The Trump Administration recognized that the Little Sisters of the Poor, and so many other religious organizations and private citizens with religious or conscience objections, had a right to live out their faiths through service.

We stood beside the Little Sisters of the Poor and many other groups, and provided them with the exemptions they deserved under the law. If you want to live out your faith and serve your fellow American, we will not make you violate your conscience to do it.

Finally, I want to mention that we've gone beyond just protecting the rights of religious Americans to live out their faith by providing medical care and other important services.

Through our Center for Faith and Opportunity Initiatives, or the Partnership Center, under the leadership of Shannon Royce, we've assisted communities of faith and faith-based providers in confronting many pressing health challenges.

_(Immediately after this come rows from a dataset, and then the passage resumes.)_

PR #2547, opened 2026-07-10
feat: Add virtio-rng driver

### LINKED ISSUE #1752: Tracking issue for a virtio-rng driver
It would be nice to have a [virtio-rng](https://docs.oasis-open.org/virtio/virtio/v1.2/cs01/virtio-v1.2-cs01.html#x1-3050004) driver in Hermit.

sbutz:
In virtualized deployments seed DRNG from entropy provided by host.

Tbh this driver is of limited use, but was good exercise to get started with virtio.

|Arch|mmio|pci|
|---|---|---|
|x86_64|✅|✅|
|aarch64|✅|✅|
|riscv64|✅|❌ - pci will be added with https://github.com/hermit-os/kernel/pull/2550|

Blocked by integration of https://github.com/rust-osdev/virtio-spec-rs/pull/24 and new release of virtio-spec-rs.

### DIFF
--- a/src/drivers/rng.rs
+++ b/src/drivers/rng.rs
@@ -1,0 +1,198 @@
+//! A virtio-rng driver.
+//!
+//! For details on the device, see [Entropy Device].
+//!
+//! [Entropy Device]: https://docs.oasis-open.org/virtio/virtio/v1.4/cs01/virtio-v1.4-cs01.html#x1-4130004
+//!
+
+use alloc::vec::Vec;
+
+use embedded_io::{ErrorType, Read};
+use pci_types::InterruptLine;
+use smallvec::SmallVec;
+use volatile::VolatileRef;
+use volatile::access::ReadOnly;
+
+use crate::config::{RNG_PACKET_SIZE, VIRTIO_MAX_QUEUE_SIZE};
+use crate::drivers::error::DriverError;
+#[cfg(not(feature = "pci"))]
+use crate::drivers::mmio::get_rng_driver;
+#[cfg(feature = "pci")]
+use crate::drivers::pci::get_rng_driver;
+use crate::drivers::virtio::error::VirtioRngError;
+use crate::drivers::virtio::transport::UniCapsColl;
+use crate::drivers::virtio::virtqueue::split::SplitVq;
+use crate::drivers::virtio::virtqueue::{
+	AvailBufferToken, BufferElem, BufferType, UsedBufferToken, VirtQueue, Virtq,
+};
+use crate::drivers::{Driver, InterruptHandlerMap};
+use crate::errno::Errno;
+use crate::mm::device_alloc::DeviceAlloc;
+
+pub fn seed_entropy() -> Option<[u8; 32]> {
+	get_rng_driver().and_then(|drv| {
+		let mut buf = [0u8; 32];
+		if drv.lock().read(&mut buf).ok()? == buf.len() {
+			Some(buf)
+		} else {
+			None
+		}
+	})
+}
+
+fn fill_queue(vq: &mut VirtQueue, num_packets: u16, packet_size: u32) {
+	for _ in 0..num_packets {
+		let buff_tkn = match AvailBufferToken::new(SmallVec::new(), {
+			let mut vec = SmallVec::new();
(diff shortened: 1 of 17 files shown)


sbutz:
@mkroening does the new feature `virtio-entropy` require a new kernel version and a bump in hermit-rs?
The ci tests are added in the last commit. It can be moved to separate PR which can be merged after the next new kernel release and bump in hermit-rs.

mkroening:
> @mkroening does the new feature `virtio-entropy` require a new kernel version and a bump in hermit-rs? The ci tests are added in the last commit. It can be moved to separate PR which can be merged after the next new kernel release and bump in hermit-rs.

All it should need is the new feature being listed in the hermit-rs wrapper crate's Cargo.toml. A new kernel release or kernel bump in hermit-rs should not be necessary for the kernel CI to pick up the feature. Kernel CI always uses the latest hermit-rs commit. So please open a PR in hermit-rs, adding the feature. That uncontroversial one-line change can be merged immediately to unblock your further work here.

Sorry for the long wait. I have not forgotten this PR and will review it in the next days. :)

Edit: Thanks for keeping this PR up to date and rebasing on https://github.com/hermit-os/kernel/pull/2527, which I had prioritized for review in preparation for this PR.

sbutz:
Adding feature flag in hermit-rs: https://github.com/hermit-os/hermit-rs/pull/1049

src/entropy.rs
```diff
@@ -36,12 +40,20 @@ pub fn read(buf: &mut [u8], _flags: Flags) -> io::Result<usize> {
...
-				return Err(Errno::Nosys);
+			let seed = {
+				#[cfg(feature = "virtio-rng")]
+				{
+					virtio_seed_entropy()
+				}
+				#[cfg(not(feature = "virtio-rng"))]
+				{
+					processor_seed_entropy()
+				}
```
mkroening: We could support both at the same time:

```rust
fn seed_entropy() -> Option<[u8; 32]> {
    #[cfg(feature = "virtio-rng")]
    if let Some(entropy) = virtio_seed_entropy() {
        return Some(entropy);
    }

    processor_seed_entropy()
}
```

Would you say it makes sense to fall back to the processor?

src/drivers/rng.rs
```diff
@@ -0,0 +1,207 @@
+//! A virtio-rng driver.
+//!
+//! For details on the device, see [Entropy Device].
+//! For details on the Rust definitions, see [`virtio::entropy`].
+//!
+//! [Entropy Device]: https://docs.oasis-open.org/virtio/virtio/v1.4/virtio-v1.4.pdf#page=180.53
```
mkroening: What do you think about using the HTML link instead? :)

```suggestion
//! [Entropy Device]: https://docs.oasis-open.org/virtio/virtio/v1.4/cs01/virtio-v1.4-cs01.html#x1-4130004
```

mkroening (changes requested):
Sorry again for the wait! :)

This looks great and can be merged nearly as is. Sorry for the amount of code duplication you had to do in the arch-specific modules. We are trying to improve the situation slowly.

My main comment is regarding the virtio-spec types. As mentioned in https://github.com/rust-osdev/virtio-spec-rs/pull/24#pullrequestreview-4907565402, I don't see too much value in defining empty types that might not be necessary in other kernel architectures. In my local test, your PR should still work fine when using `type DeviceFeatures = virtio::F` and `type Config = ()`. What do you think?

Other than that, please squash the CI commit into the addition of the driver.

src/drivers/rng.rs
sbutz: Done

src/entropy.rs
sbutz: Yes.
Any users who has strong requirements on the entropy used, will anyhow configure the hypervisor to trap when the guest tries to execute the respective instructions and inject entropy from a suitable source.

mkroening (approved):
Thanks a lot! :)

mkroening:
Removed some allows that should not be needed anymore: https://github.com/hermit-os/kernel/compare/e8bc06f9e5a2e2a7132c453b47bfab91d58dde0b..9c773d3acf4731b186761a045dcc7908075ce74c

PR #2550, opened 2026-07-13
feat(riscv64): Add PCI support

sbutz:
Follow-up Tasks:
- PCI Handling is very similar across architectures. Reuse code across architectures where applicable.
- Upgrade crate fdt to version 0.2 once released

### DIFF
--- a/.github/workflows/ci.yml
+++ b/.github/workflows/ci.yml
@@ -177,12 +177,12 @@ jobs:
             qemu_flags: --accel --sudo
             rs_flags: --features hermit/loader
           - arch: aarch64
-            packages: qemu-system-arm-hwe ipxe-qemu
+            packages: qemu-system-arm-hwe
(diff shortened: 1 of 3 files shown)


stlankes (approved):

mkroening (changes requested):
Thanks! Excellent work! :)

Could you enable the RISC-V PCI tests on CI that are currently disabled for RISC-V?

mkroening:
I think CI needs ixpe-qemu on all architectures now. I have added it.

mkroening:
RTL8139 does not work, but that is not relevant for this PR. I have excluded them for RISC-V again and opened https://github.com/hermit-os/kernel/issues/2636.

mkroening:
mio seems broken too, though I am not sure if that is because of PCI, since we don't test it on MMIO.

mkroening (approved):

PR #2487, opened 2026-06-18
fix(aarch64): SMP and timers on macOS HVF

stlankes:
This PR makes Hermit successfully run with long-running SMP jobs on Apple Silicon with macOS HVF through QEMU.

To reproduce, run:

```bash
cargo xtask ci rs --arch aarch64 --package rusty_demo --no-default-features --features hermit/loader --release --smp 2 qemu --accel
```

We've been especially proud to see faith communities work to expand access to treatment for Americans struggling with opioid addiction.

What I've laid out for you today is all the ways that, under President Trump, HHS has protected life, conscience, and faith. There's a whole lot going on.

But when I think about the very core of our mission, and why I'm so proud to do the work we're doing, it's pretty simple: The Department I get to run is, really, the Department of Life.

I am so proud to say that has never been more true than it is today. HHS has never fought more fiercely to protect life at all stages, from conception until natural death.

That is thanks, above all, to the work of President Trump, the most pro-life President in American history.

I'm grateful for the chance to lead that work, and to share it with you all today.

You're here today because you cherish life.

You all innately know that every human being, as the Psalms put it, is fearfully and wonderfully made. This means that each person, whether unborn, young, old, or somewhere in between, has innate dignity.

At HHS, and under President Trump, we respect that truth and will continue to fight for it. That truth undergirds our mission and informs our work every day at the department.

As you go about your work—protecting life, strengthening your own communities, and caring for your families and your country—may God bless you, and may God continue to bless the United States of America.